Re: [Maxima-discuss] Fail to understand result of funcsolve

[Michel T. <ta...@lp...>]

As a matter of fact the program bugs because at line 342 one has a 
division by zero due to the fact that product(%a, %l, lo, %n-1) vanishes 
since it is

the product of %l^2/(%l^2+2*l) starting from l=0.  The way to get out of 
this problem is to impose a condition such as f(1)=1, then the product 
starts at

%l=1.  This can be checked by inserting some prints.

solve_rec((n+1)*f[n]-(n-1)*f[n-1]=(n+1)/(n-1),f[n],f(1)=1);

yields after applying factor to the result:

f[n] = ('sum(((%j+1)*(%j+2))/%j,%j,1,n-1)+2)/(n*(n+1))$

Package Zeilberger doesn't seem to allow to compute the sum.

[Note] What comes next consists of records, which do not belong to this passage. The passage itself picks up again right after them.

PR #44, opened 2020-04-30
Restructure news scrapers into `news` package

### LINKED ISSUE #41: Create directory structure to organize news scrapers
All the code for scraping news sites currently lives in one file: [`scraper_news.py`](https://github.com/sfbrigade/data-covid19-sfbayarea/blob/0f6851894ec09d11dee0b729da7a87430ec38ffb/scraper_news.py). That’s fine at the moment, but as we expand to have separate scrapers for each county, one file won’t be manageable.

We need:

- A directory to hold all the news-scraper-related code, e.g. `news/`
- A top-level python script to serve as an entry point to each of the scrapers. e.g. something like:

    ```sh
    # Run the SF scraper:
    > python3 scrape_news.py san_francisco

    # Run the Alameda scraper:
    > python3 scrape_news.py alameda

    # Run multiple scrapers:
    > python3 scrape_news.py san_francisco alameda
    ```

Mr0grog:
In order to make a big set of scrapers more manageable, this creates a `news` package where we can have one module per scraper (plus other support modules). The same script as before is the entry point, but you specify counties as arguments, e.g:

```sh
# Get San Francisco News
> python3 scraper_news.py san_francisco

# Get Alameda News
> python3 scraper_news.py alameda

# Get Both
> python3 scraper_news.py san_francisco alameda
```

If you don't specify any arguments it currently defaults to `san_francisco`, but in the future this will eventually be turned into a combined feed of all counties instead.

~Before merging, I want to clean up the argument parsing by using either `click` or `ArgParse`, but this should otherwise be good to go.~ *(This is done now.)*

Fixes #41.

### DIFF
--- a/.gitignore
+++ b/.gitignore
@@ -1,4 +1,5 @@
 env/
 __pycache__/
+.mypy_cache/
 .DS_Store
 .vscode
--- a/news/__init__.py
+++ b/news/__init__.py
@@ -1,0 +1,14 @@
+from .san_francisco import SanFranciscoNews
+
+
+scrapers = {
+    'alameda': None,
+    'contra_costa': None,
+    'marin': None,
+    'napa': None,
+    'san_francisco': SanFranciscoNews,
+    'san_mateo': None,
+    'santa_clara': None,
+    'solano': None,
+    'sonoma': None,
+}
--- a/news/__init__.py
+++ b/news/__init__.py
@@ -1,8 +1,10 @@
+from typing import Dict, Type
 from .alameda import AlamedaNews
+from .base import NewsScraper
 from .san_francisco import SanFranciscoNews
 
 
-scrapers = {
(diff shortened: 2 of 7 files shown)


Mr0grog:
@ldtcooper this should be ready for review and merge. For the most part, it’s just rearranging things into separate folders and files, plus adding some docstrings (I’m using the [Numpy style](https://numpydoc.readthedocs.io/en/latest/format.html), but let me know if you want to use something different.)

The main functionality change here is using `click` to handle CLI arguments. I used it instead of `ArgParse` since it was already included in `requirements.txt`, but let me know if I should switch to something else.

Mr0grog:
> For the sake of consistency, can we use type hints in here?

Ah, definitely! I should have done that. Will add later today.

Mr0grog:
@ldtcooper added type hints. (I’ll add CI in a separate PR.) Anything else here?

PR #49, opened 2020-05-07
Support json_feed, json_simple, and rss news formats

### LINKED ISSUE #40: Add support for JSON feed for news
The news scraper currently outputs a custom, simplified news format like:

```js
{
  "newsItems": [
    {
      "url": "https://sf.gov/news/expansion-coronavirus-testing-all-essential-workers-sf",
      "text": "Expansion of coronavirus testing for all essential workers in SF",
      "date": "2020-04-23T04:11:56Z"
    },
    {
      "url": "https://sf.gov/news/sfmta-starts-closing-some-sf-streets-promote-safety-and-physical-distancing",
      "text": "SFMTA starts closing some SF streets to promote safety and physical distancing",
      "date": "2020-04-21T21:05:46Z"
    },
    // etc...
}
```

But we should really output a more standardized format. JSON feed (https://jsonfeed.org/) is a JSON-based alternative to RSS that a lot of news readers support.

Because the front-end will also need to transition to consume the new format, we need to have a CLI argument to choose the format, e.g:

```sh
# JSON Feed
> python3 scraper_news.py --format json

# Current JSON style
> python3 scraper_news.py --format json-simple
```

The JSON Feed format should be the default if `--format` is not specified.

### LINKED ISSUE #42: Add support for RSS/Atom for news
The news scraper currently outputs a custom, simplified JSON format, but we should really output either RSS or Atom — a standardized format so other tools and feed readers can use our output.

We need to have a CLI argument to choose the format, e.g:

```sh
# JSON Feed
> python3 scraper_news.py --format rss
```

See #40 about adding another format — JSON Feed — which will be the default.

Mr0grog:
You can now specify the output format for the news scraper with the `--format` option, which can be:
- `json_simple` (default) the current format
- `json_feed` the JSONFeed standard (https://jsonfeed.org/version/1)
- `rss` for RSS 2.0

Eventually, we'll switch `json_feed` to be the default, but for now we need to not break existing automation.

This uses dataclasses for some of its work, which are new in Python 3.7. I think that’s our minimum version, so this should be OK. (Is that right, @ldtcooper?)

You can also specify more than one format, and specify an output directory. That way, a command like this:

```sh
$ python scraper_news.py san_francisco alameda --format json_feed --format rss --output feed_data
```

Can write out 4 files, which would be a pain to deal with on STDOUT:
- `feed_data/san_francisco.json`
- `feed_data/san_francisco.rss`
- `feed_data/alameda.json`
- `feed_data/alameda.rss`

Fixes #40, fixes #42.

### DIFF
--- a/news/base.py
+++ b/news/base.py
@@ -1,5 +1,5 @@
 import requests
-from typing import List
+from typing import Dict, List
 from .feed import NewsFeed, NewsItem
 
 
@@ -19,8 +19,11 @@ class NewsScraper:
     scraping should start, then implement `parse_page()`, which returns a list
     of news items given some HTML.
     """
-    FEED_TITLE = ''
+    FEED_INFO: Dict = {}
     START_URL = ''
+
+    def create_feed(self) -> NewsFeed:
+        return NewsFeed(**self.FEED_INFO)
 
     def scrape(self) -> NewsFeed:
         """
@@ -38,7 +41,7 @@ class NewsScraper:
           'text': 'Expansion of coronavirus testing for all essential workers in SF',
           'date': '2020-04-23T04:11:56Z'}]
         """
-        feed = NewsFeed(title=self.FEED_TITLE)
+        feed = self.create_feed()
         # TODO: we may want to iterate through multiple pages in the future
         response = requests.get(self.START_URL)
         response.raise_for_status()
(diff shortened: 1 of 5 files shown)


Mr0grog:
D’oh! Just fixed the linting errors I should have caught locally.

Mr0grog:
@ldtcooper I went ahead and added RSS support and file output support here since nobody has reviewed. Do you have time give it a once-over?

Mr0grog:
Sweet, going ahead and merging this, then. Thanks!

Issue #46, opened 2020-05-02
Data: Create CLI to run county data scrapers. 


elaguerta:

elaguerta:
https://github.com/sfbrigade/data-covid19-sfbayarea/pull/34/files#r417520425

PR #51, opened 2020-05-13
#46 Add CLI to run data scrapers

elaguerta:
Add `scraper_data.py` and `run_scraper_data.sh` to mirror the news side. 
A few high-level questions:
1. `scraper_data.py` writes a file `data.json` in the main repo. Where should this file live? Should I add it to .gitignore?
2. Should we modify the `run_scraper_data.sh` script to accept command line arguments (specific counties)?
3. The news scraper has its own base class. Should I set up a parallel class for the data scrapers? The counties all seem like snowflakes. The only common method I would enforce for each scraper is`get_county()`, returning the top-level .json for that county

### DIFF
--- a/data_scrapers/alameda_county.py
+++ b/data_scrapers/alameda_county.py
@@ -30,7 +30,7 @@ def get_county() -> Dict:
     # Load data model template into a local dictionary called 'out'.
     with open('./data_models/data_model.json') as template:
         out = json.load(template)
-    
+
     # populate dataset headers
     out["name"] = "Alameda County"
     out["source_url"] = landing_page
@@ -41,7 +41,7 @@ def get_county() -> Dict:
     response.raise_for_status()
     cases_header = response.json()
     timestamp = cases_header["editingInfo"]["lastEditDate"]
-    # Raise an exception if a timezone is specified. If "dateFieldsTimeReference" is present, we need to edit this scrapr to handle it. 
+    # Raise an exception if a timezone is specified. If "dateFieldsTimeReference" is present, we need to edit this scrapr to handle it.
     # See: https://developers.arcgis.com/rest/services-reference/layer-feature-service-.htm#GUID-20D36DF4-F13A-4B01-AA05-D642FA455EB6
     if "dateFieldsTimeReference" in cases_header["editingInfo"] or "editFieldsInfo" in cases_header:
         raise FutureWarning("A timezone may now be specified in the metadata.")
@@ -61,7 +61,7 @@ def get_county() -> Dict:
 
 
 # Confirmed Cases and Deaths
-def get_timeseries() -> Dict: 
+def get_timeseries() -> Dict:
     """Fetch daily and cumulative cases and deaths by day
     Returns the dictionary value for "series": {"cases":[], "deaths":[]}.
     To create a DataFrame from this dictionary, run
@@ -79,12 +79,12 @@ def get_timeseries() -> Dict:
     }
 
     # query API
-    param_list = {'where':'0=0', 'resultType': 'none', 'outFields': 'Date,AC_Cases,AC_CumulCases,AC_Deaths,AC_CumulDeaths', 'outSR': 4326,'orderByField': 'Date', 'f': 'json'}
-    response = requests.get(cases_deaths, params=param_list)  # type: ignore
+    param_list = {'where':'0=0', 'resultType': 'none', 'outFields': 'Date,AC_Cases,AC_CumulCases,AC_Deaths,AC_CumulDeaths', 'outSR': '4326','orderByField': 'Date', 'f': 'json'}
+    response = requests.get(cases_deaths, params=param_list)
     response.raise_for_status()
     parsed = response.json()
     features = [obj["attributes"] for obj in parsed['features']]
-    
+
     # convert dates
     for obj in features:
         month, day, year = obj['Date'].split('/')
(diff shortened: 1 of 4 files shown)


ldtcooper:
To answer your questions as best I can: 
1. I think that we do want to write `data.json` to the root directory of the project. All that has to do is be easily accessible for the frontend team to input into the front end
2. I don't think there's a super strong need for that. If we want to add that, it should be lower priority
3. I agree that the counties are different enough that there's not much of a reason to set up a base class for the scrapers

Mr0grog:
>> 1. `scraper_data.py` writes a file `data.json` in the main repo. Where should this file live? Should I add it to .gitignore?
> 
> I think that we do want to write `data.json` to the root directory of the project. All that has to do is be easily accessible for the frontend team to input into the front end

Can I suggest *not* writing to disk by default, and accepting an `--output <path>` parameter that will cause it write at a chosen location? That’s how I’ve structured news and I think it’s a good pattern: https://github.com/sfbrigade/data-covid19-sfbayarea/blob/f8b7923d07ea9f4d961215f77f73245334796983/scraper_news.py#L19-L20

and: https://github.com/sfbrigade/data-covid19-sfbayarea/blob/f8b7923d07ea9f4d961215f77f73245334796983/scraper_news.py#L40-L46

(In this case, the output path is for a directory, because it may write *several* files, depending on the other args you’ve provided.)

Mr0grog:
Agree on not needing a base class — it’s really only valuable if you think there’s important shared behavior or if you need to store state. Otherwise, functions in a module are 100% A-OK. And I don’t think the data scrapers have the kind of clear patterns or state that would benefit from a class yet. 👍

data_scrapers/alameda_county.py
```diff
@@ -144,12 +144,13 @@ def get_demographics(out:Dict) -> (Dict, List):
     # format query to get entry for Alameda County
     param_list = {'where': "Geography='Alameda County'", 'outFields': '*', 'outSR':4326, 'f':'json'}
     # get cases data
-    response = requests.get(demographics_cases, params=param_list)
+    response = requests.get(demographics_cases, params = param_list) # type: ignore
```
Mr0grog, line 147: It would be better if we could resolve this without bailing out on types. Some options that should work:

- Make `outSR` a string:

    ```py
    param_list = {'where': "Geography='Alameda County'", 'outFields': '*', 'outSR': '4326', 'f':'json'}
    ```

- Define `param_list` as a compatible type. Unfortunately the actual type definition is [absurdly complex](https://github.com/python/typeshed/blob/ad6cf3a314fbecc5df7244664bb245870bae5552/third_party/2and3/requests/api.pyi#L14-L24), so we shouldn’t duplicate it, but we could do:

    ```py
    param_list: Dict[str, Union[str, int]] = {'where': "Geography='Alameda County'", 'outFields': '*', 'outSR': 4326, 'f':'json'}
    ```

    (Since we have more than one kind of value, MyPy just throws up its hands and says “could be anything,” which is too broad for the actual definition, so it needs a little hint here.)

data_scrapers/alameda_county.py
```diff
@@ -80,7 +80,7 @@ def get_timeseries() -> Dict:
 
     # query API
     param_list = {'where':'0=0', 'resultType': 'none', 'outFields': 'Date,AC_Cases,AC_CumulCases,AC_Deaths,AC_CumulDeaths', 'outSR': 4326,'orderByField': 'Date', 'f': 'json'}
-    response = requests.get(cases_deaths, params=param_list)
+    response = requests.get(cases_deaths, params=param_list)  # type: ignore
```
Mr0grog, line 83: Same comment as the other `requests.get()` call with respect to types.

data_scrapers/alameda_county.py
```diff
@@ -144,12 +144,13 @@ def get_demographics(out:Dict) -> (Dict, List):
...
     # get cases data
-    response = requests.get(demographics_cases, params=param_list)
+    response = requests.get(demographics_cases, params = param_list) # type: ignore
     response.raise_for_status()
     parsed = response.json()
     cases_data = parsed['features'][0]['attributes']
     # get deaths data
-    response = requests.get(demographics_deaths, params=param_list)
+    response = requests.get(demographics_deaths,
+                            params=param_list)  # type: ignore
```
Mr0grog, line 153: Same comment as the other `requests.get()` call with respect to types.

Mr0grog:
(Side note: if your editor has a [plugin for EditorConfig](https://editorconfig.org/), you can install it and it’ll automatically clean up some of the spaces at the ends of lines and so on.)

elaguerta:
@Mr0grog @ldtcooper Thanks for your comments. Ready for another round of review. 
(PS sorry about the multiple failed checks on circleci - it took me a minute before I thought to figure out how run MyPy locally!)

elaguerta:
@Mr0grog This commit touches the alameda scraper. I do plan to address your comment [comment on#34 about making a util for getting a data template object](https://github.com/sfbrigade/data-covid19-sfbayarea/pull/34#discussion_r420591276). I'll roll it into PR #52.

run_scraper_data.sh
```diff
@@ -0,0 +1,2 @@
+source env/bin/activate;
+python3 scraper_data.py; # how do we pass command line args to python?
```
Mr0grog, line 2: FYI, you can pass all arguments along via:

```suggestion
python3 scraper_data.py $@;
```

(In bash, `$@` is a list of all arguments, `$#` is the number of arguments, and `$1`, `$2`, etc. are the individual arguments.)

(%i16) GosperSum((%j+1)*(%j+2)/%j,%j,1,n-1);
(%o16)                        NON_GOSPER_SUMMABLE

Le 24/11/2025 à 17:06, Barton Willis via Maxima-discuss a 
écrit :product(%a, %l, lo, %n-1)
> The share package solve_rec is also unable to handle your recursion:

-- 
Michel Talon